WORK INSTRUCTIONS:
Examine the listing below and state how many of its lines contain the word "required". Write only the number.

SOURCE DATA:

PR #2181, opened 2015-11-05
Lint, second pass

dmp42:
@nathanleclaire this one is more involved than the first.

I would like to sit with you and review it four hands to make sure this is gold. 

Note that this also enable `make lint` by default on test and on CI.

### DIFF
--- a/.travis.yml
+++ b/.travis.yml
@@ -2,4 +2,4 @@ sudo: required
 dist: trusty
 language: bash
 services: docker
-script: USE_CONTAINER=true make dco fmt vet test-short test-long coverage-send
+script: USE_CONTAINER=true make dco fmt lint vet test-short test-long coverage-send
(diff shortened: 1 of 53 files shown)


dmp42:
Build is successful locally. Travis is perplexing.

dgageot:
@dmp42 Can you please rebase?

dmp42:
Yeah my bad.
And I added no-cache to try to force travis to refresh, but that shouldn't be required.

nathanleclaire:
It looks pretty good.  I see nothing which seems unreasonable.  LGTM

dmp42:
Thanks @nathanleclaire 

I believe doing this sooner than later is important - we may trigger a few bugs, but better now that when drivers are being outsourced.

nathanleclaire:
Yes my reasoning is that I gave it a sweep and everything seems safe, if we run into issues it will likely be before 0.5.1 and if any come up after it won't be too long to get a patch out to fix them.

WRITTEN ANSWER:
2